Filter is the same as Intersection, but it's arguably only an implementation detail in this exercise. From an API point of view they're not the same.

Anyway, show us something for map(). It's the only interesting one.
map(s,f).
What if f: x -> x%2
U = [0, 1, 2, ... 9]
s = x > 5 = [6, 7, 8, 9]
map(s,%2) = [0,1]
If we assume we do have an "any" function, f is a mapping (int->int) and s is a set (int->bool) then:
reverse((int -> bool), int) -> (int -> bool)
reverse(f,x) = (i -> f(i) == x)
map(s,f) = x -> any(and(s,reverse(f,x)))
If the predicate for any/all are indeed computable (which I admit is the only sensible option to begin with), I figure the only problem for implementing any/all are the infinities involved.

You can subvert those two problems by returning, in each case, a function that acts on sets so that computation is deferred until the actual set you need to compute against is available. This would make it more of an "expression builder".
3 months later
@Rahmu, I agree with Arithma that any/all are very probably equivalent to the halting problem. You're asking the computer to determine whether the output of a function will *always*(in the case of all, for any, if it will ever) be true when run against a procedurally generated set of potentially infinite size.

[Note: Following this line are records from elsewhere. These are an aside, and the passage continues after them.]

PR #1951, opened 2018-02-08
[DS-3835] Add js work around to preserve current scope

terrywbrady:
https://jira.duraspace.org/browse/DS-3835

This fix should also be ported to DSpace 5x.


kshepherd (approved):
+1, reproduced issue in dspace-6_x and confirmed that scope is kept in XMLUI when PR is applied

kshepherd:
small fix and quick win, so merging now, thanks @terrywbrady !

Let me put it this way. If you could implement "any" then your program would have to be able to prove Fermat's last theorem. How so? Consider the following function in python:
def divide(n):
    # divide n into 4 parts
    # We assume len(str(n))%4 == 0, we can generalize to cases that do
    # not have this property but this should make the point well enough
    s = str(n)
    l = len(s)/4
    return map(int, (s[:l], s[l:l*2], s[l*2:l*3], s[l*3:l*4]))  

def f(n):
    a,b,c,exp = divide(n)
    return a**exp+b**exp == c**exp

Example usage:

>>> f(3452) # 3^2+4^2=25==5^2 => return True
True
>>> f(3453) # 3^3+4^3=93!=5^3 => return False
False
>>> 

Now, consider the following function based on f:

def g(n):
    a,b,c,exp = divide(n):
    if exp <= 2:
        return False
    return f(n)

And the following set(basically Z):

def Z(n):
    return True

Now, to have any(Z,g) respond with the correct answer, that is, False, it would have to prove Fermat's last theorem. Somehow, I doubt any of us would be able to write such a program.